Apache Solr: Give the Height the Right Weight
Quantity detection? What is a quantity? And why do we need to detect it?
A quantity, as described by Martin Fowler in his “Analysis Patterns” is defined as a pair which combines an amount and unit (such as 30 litres, 0.25 cl, or 140 cm). In search-based applications, there are many cases where you may want to classify your searchable dataset using dimensioned attributes, because such quantities have a special meaning within the business context you are working on. The first example that comes in my mind?
Beer is offered in several containers (e.g. cans, bottles); each of them is available in multiple sizes (e.g. 25 cl, 50 cl, 75 cl or 0.25 lt, 0.50 lt, 0.75 lt). A good catalog would capture these information in dedicated fields, like “container” (bottle, can) and “capacity” (25cl, 50cl, 75cl in the example above): in this way the search logic can properly make use of them. Faceting (and subsequent filtering) is a good example of what the user can do after a first search has been executed: he can filter and refine results, hopefully finding what he was looking for.
But if we start from the beginning of a user interaction, there’s no result at all: only the blank textfield where the user is going to type something. “Something” could be whatever, anything (in his mind) related with the product he wants to find: a brand, a container type, a model name, a quantity. In few words: anything which represents one or more relevant features of the product he’s looking for.
So one of the main challenge, when implementing a search logic, is to get the point about the meaning of the entered terms. This is in general a very hard topic, often involving complicated stuff (e.g. machine learning), but sometimes things move on an easier side, especially when concepts, we want to detect, follow a common and regular pattern: like a quantity.
The main idea behind the quantity detection plugin is the following: starting from the user entered query, first it detects the quantities (i.e. the amounts and the corresponding units); then, these information will be isolated from the main query and they will be used for boosting up all products relevant to those quantities. Relevancy here can be meant in different ways:
- exact match: all bottles with a capacity of 25cl
- range match: all bottles with a capacity between 50cl and 75cl.
- equivalence exact match: all bottles with a capacity of 0.5 litre (1lt = 100cl)
- equivalence range match: all bottles with a capacity between 0.5 and 1 litre (1lt = 100cl)
The following is a short list with a brief description of all supported features:
- variants: a unit can have a preferred form and (optionally) several variants.
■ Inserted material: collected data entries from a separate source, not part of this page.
PR #412, opened 2021-05-27
Update ol

simonseyock:
This PR uses branches on geoext and BasiGX to use the updated openlayers version.

@geographika it would be nice if you could test this.

To do so, you have to run `npm i` in the `cpsi-mapview` directory and update the submodules via `git submodule update` (should be the right command).

Some more work on the geoext and BasiGX repositories needs to be done to consider this finished, apart from any bugs that might be encountered.

The branches are:
https://github.com/simonseyock/geoext3/tree/update-ol
https://github.com/terrestris/BasiGX/tree/update-ol


simonseyock:
There might be a small complication at the moment as I rebased the `update-ol` branch on geoext right now. If there are any complications just checkout out the linked `update-ol` branch. It will soon get merged into the master then I will update this PR.

simonseyock:
I updated the BasiGX branch and this to use the current geoext master with ol 6.

simonseyock:
I forgot to commit the `app.json` :sweat_smile:

geographika:
@simonseyock - excellent work progressing all of these updates - thanks.

I've tested the branch locally - both is cpsi-mapview and in a more complex application. I've updated the demo recently to mimic more how the various cpsi-mapview features are used in a readl-world application. 

It is hard to know where to focus testing, but I've noticed a couple of things.

1. With the change at https://github.com/geoext/geoext/pull/686 requiring all layers to have `ol.collection` - I presume this means all layers created in cpsi-mapview need to be created using the new approach?

```js
var layer = new ol.layer.Vector({
                source: new ol.source.Vector({
                    features: new ol.Collection([
                        feature
                    ])
                })
            });
```

For example in the digitising tools, which are currently broken (with the error `"GeoExt.data.store.Features needs to be configured with a feature collection or with a layer with a source with a feature collection."`

https://github.com/compassinformatics/cpsi-mapview/blob/6e297c19e59ec8d5042fc3dff8faf2f19fc8e7dd/app/controller/button/DigitizeButtonController.js#L324

2. When using the grid "Select by Shape" I get `DOMException: Failed to execute 'getImageData' on 'CanvasRenderingContext2D': The canvas has been tainted by cross-origin data.`  - although these errors are caught in ol so may not be an issue (line 264 in `Layer.js`: `data = newContext.getImageData(0, 0, 1, 1).data;`

It will probably be easier to test if this is rebased onto master where the demo has been cleaned-up.

simonseyock:
1. yeah if the layer is connected to a features store this has to be done. I missed the digitize button somehow. I introduced that error message so the cases can be found quickly.
2. That seems familiar. I think this is a problem that occurs for `.getFeaturesAtPixel` if a layer with cross-origin problems is part of the currently drawn map.

simonseyock:
I updated the `DigitizeButtonController` and hope this was the only class i oversaw :D

simonseyock:
I have rebased this PR to the current master. @geographika It would be nice if you could check it out again. The easiest way to do that after the rebase is to delete the branch locally (`git branch -D update-ol`) and then check it out again (`git fetch --all; git checkout origin/master; git checkout -b update-ol`. There are more elegant ways somewhere out there but this should work :)

simonseyock:
I tried to reproduce the CORS problem with "Select By Shape", but for me it just works. Or are you saying that the error is happening inside of ol? If that is the case, then I think we can savely ignore it.

geographika:
>  Or are you saying that the error is happening inside of ol? If that is the case, then I think we can savely ignore it.

Yes - it was only apparent because I was running in the debugger - it is simply caught and ignored, so as you say not an issue.

geographika:
@simonseyock - I've been testing the branch/OL6 on a more complex project using cpsi-mapview and done some debugging. I've some questions!

1. I noticed all the OL events no longer take a scope:

```js
//  me.drawInteraction.on('drawend', me.handleLocalDrawEnd, me); // me is removed
me.drawInteraction.on('drawend', me.handleLocalDrawEnd);
```

In the DigitizeButtonController.js there is a custom event fired:

```js
resultSource.dispatchEvent({ type: 'featuresupdated', modifications: modifications });
```

In the client application I have a model that listens to this event:

```js
var me = this;
edgesLayer.getSource().on('featuresupdated', me.onGeometryUpdate, me); // need to change scope here, but can no longer use me
```

How would I pass in the scope to the `me.onGeometryUpdate` function? By default scope is set back to the layer source. 

2. I'm getting `f is undefined` at: https://github.com/compassinformatics/cpsi-mapview/blob/ef7a3316df00941122cdb9c932a5fd03bd1b42c5/app/controller/button/DigitizeButtonController.js#L952

These are not `undefined` in the `allFeatures` array before the loop. I tried reversing the loop but still get the same error. Any ideas what could be different here? Could it be related to the 2-way synching?

These are the only 2 issues I've encountered so far.

simonseyock:
For point 1: I posted some upgrade notes here: https://github.com/geoext/geoext/releases/tag/v4.0.0
There is a specific example how to solve your case.
For point 2: I just solved this. The problem is that `getFeatures()` now returns the same array that is manipulated with `removeFeature`. A simple `.slice(0)` did the trick.

geographika:
Sorry I did read the release notes and then forgot about them when I hit the first issue. 
Both issues I'm aware of are fixed so +1 for merging.

simonseyock:
I actually reworked them yesterday and added the examples. So it might not have been that obvious. I will merge this then now.

simonseyock:
@geographika I have written a more thorough walkthrough to update an application: https://github.com/terrestris/BasiGX/wiki/Update-application-to-ol-6.5.0,-geoext-4.0.0,-BasiGX-3.0.0

PR #423, opened 2021-06-08
Add timeout to first show of tooltip

### LINKED ISSUE #224: Tooltips Popup Cut at Bottom
The first time a tooltip is displayed the bottom is cut off (as shown below). The next time it is displayed this is fixed. 

image

simonseyock:
This fixes #224

Somehow extjs seems to have a problem with the very first render. It renders it correctly at first, but a fraction of second later the design changes a tiny bit and the calculated width is no longer big enough. This might as well be a problem with the css eniginge or some obscure css sideeffect that I was not able to find.

I investigated several solutions and debugged the extjs code a little bit, and I abstained from using `width: auto !important` and instead settled for a timeout of 200ms for the first render.

### DIFF
--- a/app/view/layer/ToolTip.js
+++ b/app/view/layer/ToolTip.js
@@ -62,24 +62,17 @@ Ext.define('CpsiMapview.view.layer.ToolTip', {
         }
     },
 
-    /**
-     * @private
-     */
-    initComponent: function () {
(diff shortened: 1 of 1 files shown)


geographika:
Thanks for the fix! Please merge if you are happy.

Issue #417, opened 2021-06-03
Add Reset Filters context-menu option


geographika:
Add an option on the context-menu for a layer to `Reset Filters`. This would include both attribute and spatial filters set in the grid, and would likely need to call:

https://github.com/compassinformatics/cpsi-mapview/blob/6e297c19e59ec8d5042fc3dff8faf2f19fc8e7dd/app/controller/grid/Grid.js#L588

If there are no filters then the menuitem should be disabled. If there is no associated grid it should not appear at all. 

With the introduction of #410 it is also possible for a layer/grid to have default preset filters. If this is the case then rather than removing all filters it would revert to the preset filters (so probably simplest to add this logic to the `clearFilters` function linked to above). If a user wants to see all data they can still manually remove all filters from the grid. 

The option would be created using the same approach as for other layer context menus e.g. https://github.com/compassinformatics/cpsi-mapview/blob/master/app/view/menuitem/LayerRefresh.js

![image](https://user-images.githubusercontent.com/490840/120645390-aea37680-c478-11eb-99d4-c9481bbe127b.png)

JakobMiksch:
@geographika a question:
when there is a layer with a grid and preset filters. Should the button "Reset Filters" only be shown, when the preset filters are currently **not** applied?

geographika:
I think if there are preset filters it should always be shown. If it is easy to disable the menuitem when only preset filters are applied that would be good to have but not essential.

PR #428, opened 2021-06-09
Add "Reset Filter" menu item on layer tree

JakobMiksch:
references #417 

This PR adds the menu item "Reset Filter".

image

It removes all filters by calling the [`clearFilters`](https://github.com/compassinformatics/cpsi-mapview/blob/master/app/controller/grid/Grid.js#L594-L612) method of the layer's grid. Additionally, if the layer has preset filters, they will be applied with the [`applyPresetFilters`](https://github.com/compassinformatics/cpsi-mapview/blob/master/app/controller/grid/Grid.js#L731-L735) method afterwards.

The menu item is only shown for layers that have a grid. And additionally if one of these conditions are fulfilled:
- the layer-config contains "preset filters"
OR
- the layer is currently filtered

For checking if the layer is currently filtered it is necessary to create the grid earlier. That's why the creation of the grid in the class [`LayerGrid`](https://github.com/compassinformatics/cpsi-mapview/blob/master/app/view/menuitem/LayerGrid.js) is done as soon the context menu of a layer is opened. I could not feeld any performance limitation with this approach.

~~The functionality does not work for the `ruins` layer. Probably because its synchronization between grid and layer is currently broken.~~

### DIFF
--- a/app/controller/grid/Grid.js
+++ b/app/controller/grid/Grid.js
@@ -544,10 +544,29 @@ Ext.define('CpsiMapview.controller.grid.Grid', {
         var grid = me.getView();
         var store = grid.getStore();
 
-        if (store.isEmptyStore !== true) {
-            var layer = store.getLayer();
+        var layer = me.getOlLayer();
+        if (store.isEmptyStore !== true && layer) {
             layer.setVisible(show);
         }
+    },
+
+    /**
+     * Returns the layer of the grid.
+     *
+     * @returns {ol.layer.Base} The grid's layer
+     */
+    getOlLayer: function() {
+        var me = this;
+        var viewModel = me.getViewModel();
+        var wmsLayerKey = viewModel.get('wmsLayerKey');
+        var vectorLayerKey = viewModel.get('vectorLayerKey');
+        var layer;
+        if (wmsLayerKey) {
+            layer = me.getLayerByKey(wmsLayerKey);
+        } else if (vectorLayerKey) {
+            layer = me.getLayerByKey(vectorLayerKey);
+        }
+        return layer;
     },
 
     /**
@@ -564,14 +583,6 @@ Ext.define('CpsiMapview.controller.grid.Grid', {
      */
     onShow: function () {
         this.toggleLayerVisibility(true);
-    },
-
-    /**
-     * Apply preset filters once grid is created
-     */
-    onBoxReady: function () {
-        var me = this;
-        me.onApplyPresetFilters();
     },
 
     /**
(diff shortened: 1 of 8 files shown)


JakobMiksch:
I have tested it with the ruins layer  as well. The functionality works for individual layer, but there is still interference between the filters of both layers. I am currently looking for a solution

JakobMiksch:
I added an update with a workaround for the interfering layers

JakobMiksch:
@geographika this PR can be reviewed again. It works with two layers. The interference between them is solved with the workaround (`grid.show()` / `grid.hide()`).
The presets are applied automatically applied to grid once it is opened by the user.

chrismayer:
@JakobMiksch do we still have to create the grid windows after layer creation when following the approach "apply of predefined filters once user opens the grid"?

JakobMiksch:
@chrismayer we have to create it before the item "Reset Filters" is clicked. Before it was created once the user opened the grid via the respective menu item. Alternatively we can create the grid once the user right clicks on the layer. This would less created grids at the startup. 
We can also do the grid creation at this point.

chrismayer:
I'd prefer to create the grid windows when needed and not all in advance since this does not scale very well (and is very ugly :wink: ).
I suggest doing the following (little) rewrite: Separate the function to create the grid window and call it when either the menu item for ``Open Data Grid`  or `Reste Filter` is created. This would IMHO simplify things a lot ...

geographika:
The approach suggested by @chrismayer sounds good (creating the grids when the context menu is opened). The client apps make extensive use of grids (up to 70), so only creating these when necessary is important.

JakobMiksch:
@geographika @chrismayer here my updated changes:

- the grid creation has moved to a separate util which will only be called once the grid is required. This is a way cleaner approach than before. A basic test for this util is provided.
- the grid had to be created with a **new** empty store (see [here](https://github.com/compassinformatics/cpsi-mapview/pull/428/files#diff-d4bd710b2f42fc0d10f8eccf94ad29249f3558642734e79a13d5163fe03820c2R64-R71)). Otherwise Ext would use a default store. We suppose that Ext used the same default store for all grids and therefore the filters we applied to both under some circumstances. 
- Bug fix: the "reset filters" menu item was not shown if the layer (1) did not have preset filters AND (2) it was spatially filtered. This is because the spatial filters are not retrievable through the store, but need the be retrieved via the grid's controller
- Bug fix: the method `store.getLayer()` did not work anymore. I replaced it with the new method `getOlLayer()` which I reused in other places as well.
- Bug fix: the grid window had a function that on close, the layer should be disabled. This function did not work in the last time, and just started to work again after introducing `getOlLayer()`. Apparently this behavior was not noticed. Hence, I removed the respective code. To sum it up: Now, when the grid is closed, the layer stays visible. If the opposite is desired, I can of course change this.

(hints for testing:  I temporarily removed `maxScale` and the `gridFilters`  from "ruins")

JakobMiksch:
just rebase this branch to the latest `master`

app/controller/grid/Grid.js
```diff
@@ -827,7 +812,9 @@ Ext.define('CpsiMapview.controller.grid.Grid', {
                 default:
                     break;
             }
-        });
+        }
+
+        );
```
simonseyock, line 817:
```suggestion
        });
```

simonseyock (approved):
Looks very good in my opinion!

geographika (approved):

geographika:
Thanks @JakobMiksch for this and the design notes. I had a quick test and all worked well with the branch. +1 on merging from me.

PR #431, opened 2021-06-10
disable draw while on edge

### LINKED ISSUE #421: Sync map feature selections with grid selections
The `CpsiMapview.controller.button.DigitizeButtonController` based tools allow selection of records in a grid which selects features in the map. In the screenshot below the second grid record is selected, and it is automatically highlighted in red on the map. 

image

This is handled with:

https://github.com/compassinformatics/cpsi-mapview/blob/6e297c19e59ec8d5042fc3dff8faf2f19fc8e7dd/app/controller/button/DigitizeButtonController.js#L1097

It would be useful to also be able to select features in the map to update the selection in the grid. This would likely require the layer to have onClick events, which would prevent the digitising tool being triggered again. 

If there is an approach that would allow a generic mixin to be added to automatically sync grid and layer selections to GeoExt then this would be ideal (similar to the store/layer synching in https://github.com/geoext/geoext/pull/683). 

For testing the point digitising tool can be used to select roads in Tipperary - https://compassinformatics.github.io/cpsi-mapview/#map=19/-877886.9/6894435.27/0

simonseyock:
This PR disables draw when clicking on an edge for the digitize tool. This is needed if selection of digitized features in the map should be possible.

It also adds a selection model that allows map selection to the digitize button example.

https://github.com/geoext/geoext/pull/690 should be added for a better selection and a bugfix.

Fixes #421

### DIFF
--- a/app/controller/button/DigitizeButtonController.js
+++ b/app/controller/button/DigitizeButtonController.js
@@ -54,7 +54,12 @@ Ext.define('CpsiMapview.controller.button.DigitizeButtonController', {
     /**
      * OpenLayers snap interaction for better vertex selection
      */
-    snapInteraction: null,
+    snapVertexInteraction: null,
+
+    /**
+     * OpenLayers snap interaction for better edge selection
+     */
+    snapEdgeInteraction: null,
 
     /**
      * CircleToolbar that will be set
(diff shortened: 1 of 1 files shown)


app/controller/button/DigitizeButtonController.js
```diff
@@ -341,11 +349,17 @@ Ext.define('CpsiMapview.controller.button.DigitizeButtonController', {
             }
         }
 
+        me.setDrawInteraction(me.drawLayer);
+        me.setModifyInteraction(me.drawLayer);
+        me.setPointerInteraction();
```
JakobMiksch, line 354: is there intentionally no argument?

JakobMiksch (commented):
@simonseyock the code looks clean and alright. One question inline.

app/controller/button/DigitizeButtonController.js
simonseyock: the pointer interaction does not have a layer filter, but interacts with the `drawLayer` directly so it is not needed to pass it here.

JakobMiksch: alright

geographika (approved):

This can include different forms of the same unit (e.g. mt, meter) or an equivalent unit in a different metric system (e.g. cl, once)
- equivalences: it’s possible to define an equivalence table so units can be converted at runtime (“beer 0.25 lt” will have the same meaning of “beer 25cl”). An equivalence table maps a unit with a conversion factor.
- boost: each unit can have a dedicated boost, especially useful for weighting multiple matching units.
- ranges: each unit can have a configured gap, which triggers a range query where the detected amount can be in the middle (PIVOT), at the beginning (MIN) or at the end (MAX) of the generated range
- multi-fields: in case we have more than one attribute using the same unit (e.g. height, width, depth)
- assumptions: in case an “orphan” amount (i.e an amount without a unit) is detected, it’s possible to define an assumption table and let Solr guess the unit.
Feel free to have a try, and if you think it could be useful, please share with us your idea and / or your feedback.